Civilization is not only complex and interdependent in form, it is avowedly competitive in its functioning. Politically, nation building, empire building and the establishment and maintenance of each civilization is a competitive struggle between declared rivals to gain and keep place and power. Economically, the efforts to get and keep natural resources and labor power and to use them to Our advantage and Their disadvantage dominates the field of livelihood. Ideologically We are right, while They are wrong. Culturally We are superior. They are inferior.
The We-They relationship developed very early in the history of the human family. Individuals and small, more advanced groups have reached a level of understanding and living based on the cooperative inclusive formula of "We, Ours, Us", but every civilization known to history has accepted and adopted the competitive, divisive formula and poured energy and wealth into the political, economic, ideological and cultural struggle to take and keep for individual, local or class advantage.
Resulting oppositions fragmented civilization: (1) urban vs. rural life, city vs. hinterland; (2) cooperation vs. competition; (3) acquisition and accumulation vs. sharing; (4) riches vs. poverty; (5) the individual vs. the group; (6) status vs. change.
These fragmenting forces have been accepted, adopted and given priority by civilizations as they developed predominance. As they grew in magnitude they limited or subordinated the forces of integration and unification.
Opposites and oppositions lead to confrontations along class lines, geographic lines, cultural lines, color lines, racial lines. The traditional confrontation of rural vs. urban life is doubly underlined by two factors: first, the countryside operates generally on a use economy with pay for services largely in kind or by barter. The city operates under a market economy with payment for services usually in money. Second, the standards of life and work are more primitive in the countryside than in the city. Third, as the civilization advances toward maturity, city population increases while it declines in the countryside. Consequently vigorous, energetic, adventurous people leave the deteriorating countryside.
Increasingly the owners of land and capital live in the cities, visiting the countryside for holidays and recreation, leaving rural areas to servants, peons, serfs and slaves. Small owning farmers are bought out or expropriated. Unable to make a living in the countryside they move to the city. Lacking city skills they work as casual labor or are unemployed. The city is divided between enterprisers, their subordinates, owners of country estates and members of the state bureaucracy on one side and vassals, servants, serfs, and slaves and the unemployed on the other. The rich and powerful become richer and more powerful. The poor and dependent grow in numbers—protest, demonstrate, riot, revolt.
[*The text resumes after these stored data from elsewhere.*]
PR #2077, opened 2022-05-19
adjoint for ldos 

### LINKED ISSUE #1401: LDOS adjoint
As [previously discussed](#1254), the LDOS is an effective way to indirectly design a cavity.

Given meep's current LDOS functionality, what is the best way to implement its adjoint?

### LINKED ISSUE #2026: differentiable dft_ldos objects
It would be nice to make it easier to optimize the `dft_ldos` by making it a differentiable object for the adjoint solver.

cc @mochen4

mochen4:
Implements the adjoint for ldos. Closes #2026 and closes #1401.

### DIFF
--- a/src/meep.hpp
+++ b/src/meep.hpp
@@ -1416,6 +1416,7 @@ public:
   std::complex<double> *F() const; // returns Fdft
   std::complex<double> *J() const; // returns Jdft
   std::vector<double> freq;
+  mutable double overall_scale;
 
 private:
   std::complex<double> *Fdft;  // Nomega array of field * J*(x) DFT values
--- a/src/meep.hpp
+++ b/src/meep.hpp
@@ -1412,16 +1412,17 @@ public:
   }
 
   void update(fields &f);          // to be called after each timestep
-  double *ldos() const;            // returns array of Nomega values (after last timestep)
+  double *ldos();            // returns array of Nomega values (after last timestep)
   std::complex<double> *F() const; // returns Fdft
   std::complex<double> *J() const; // returns Jdft
   std::vector<double> freq;
-  mutable double overall_scale;
-
+  double overall_scale() const { return saved_overall_scale; }
+  
 private:
   std::complex<double> *Fdft;  // Nomega array of field * J*(x) DFT values
   std::complex<double> *Jdft;  // Nomega array of J(t) DFT values
   double Jsum;                 // sum of |J| over all points
+  double saved_overall_scale;  // saved overall scale for adjoint calculation
 };
 
 // dft.cpp (normally created with fields::add_dft_fields)
--- a/python/adjoint/objective.py
+++ b/python/adjoint/objective.py
@@ -367,6 +367,8 @@ class LDOS(ObjectiveQuantity):
 
     def place_adjoint_source(self, dJ):
         time_src = self._create_time_profile()
+        if dJ.ndim == 2:
+            dJ = np.sum(dJ, axis=1)
         dJ = dJ.flatten()
         sources = []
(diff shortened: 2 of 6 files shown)


stevengj:
I think the derivative of the work done by an eigenmode source (or any Equivalence Principle) source should be zero (with respect to material perturbations that don't intersect the source plane).  So maybe you are just looking at discretization errors (and it's not surprising that they don't agree)?

src/meep.hpp
```diff
@@ -1416,6 +1416,7 @@ class dft_ldos {
   std::complex<double> *F() const; // returns Fdft
   std::complex<double> *J() const; // returns Jdft
   std::vector<double> freq;
+  mutable double overall_scale;
```
stevengj, line 1419: 1. Make this a private member `saved_overall_scale` since it is read-only
2. Add an accessor function `double overall_scale() const { return saved_overall_scale; }`
3. Get rid of `mutable` and remove the `const` qualifier from `dft_ldos::ldos()`.

mochen4:
> 1. In 2D, if the polarization of the EigenModeSource is specified to be TM, everything is fine; however, when the polarization is TE, finite different gradients agree with adjoint gradients at some resolutions (e.g. 15 and 25 in my test case), but differ by a factor at other resolutions (factor of ~0.8 at resolution=20, factor of ~0.9 at resolution =30). It does look like increasing resolution will eventually lead to complete agreement.

Correction: actually, the gradients are consistent using electric components but not magnetic components, regardless of the polarization.

> I think the derivative of the work done by an eigenmode source (or any Equivalence Principle) source should be zero (with respect to material perturbations that don't intersect the source plane). So maybe you are just looking at discretization errors (and it's not surprising that they don't agree)?
> 
> Would be nice to check this, e.g. compute the power P for different perturbations of the material grid and verify that |δP/P| << 1

I found that the gradients with EigenModeSource is around the same magnitude as with GaussianSource, and in both cases, gradients get smaller with larger resolutions. Since the gradients with GaussianSource make sense, I think the gradients with EigenmodeSource also needs to make sense.

> 3. As the case for `FourierFields` and `Near2farFields`, the adjoint simulation requires one more sign flip for adjoint electric sources than adjoint magnetic sources. This also seems to be the case for LDOS with single component, but not for `mp.ALL_COMPONENT`.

This class struggle dominates public life in the urban centers of every civilization. The rich offer petty reforms and minor benefits to the impoverished, semi-employed city masses. At the same time the urban oligarchy breaks up into rival factions: the Ins and the Outs. The Ins hold public jobs, spend public money, award contracts and pass around favors. The Outs wait and maneuver for their turn at the public pie-counter. Both Ins and Outs appeal for mass support.
Oppositions and confrontations lead to conflicts which have studded the life of every civilization. Conflicts include wars which may be divided into six groups: (1) Wars of expansion, conquest, colonization directed toward the enlargement of the territories included in the civilization. (2) Wars of survival among adjacent nations and empires. (3) Wars fought to suppress unrest and revolt in the colonies and dependencies of an empire or civilization. (4) Wars fought to repel the invasion of migrating peoples attempting to occupy territory over which an empire or a civilization claims jurisdiction. (5) Peasant, serf and slave revolts and rebellions against the authority of empires or civilizations. (6) Civil wars to determine the leadership of particular empires; wars of leadership succession; conflicts and power seizures within particular oligarchies.
In every civilization final decisions regarding domestic and foreign issues have been made by an appeal to arms. There were laws and legal institutions in many civilizations under which confrontations might have been prevented and armed conflict avoided. Where these legal means failed to provide solutions, contestants turned to armed force as the final arbiter.
Competitive survival struggle has played a prominent role in the life of every civilization known to history. Competition at its highest level employs armed force as its instrument of policy. War, domestic and foreign has, therefore, dominated the history of every civilization. Walter Bagehot called war a state maker. In the same context, war may be referred to as a civilization maker.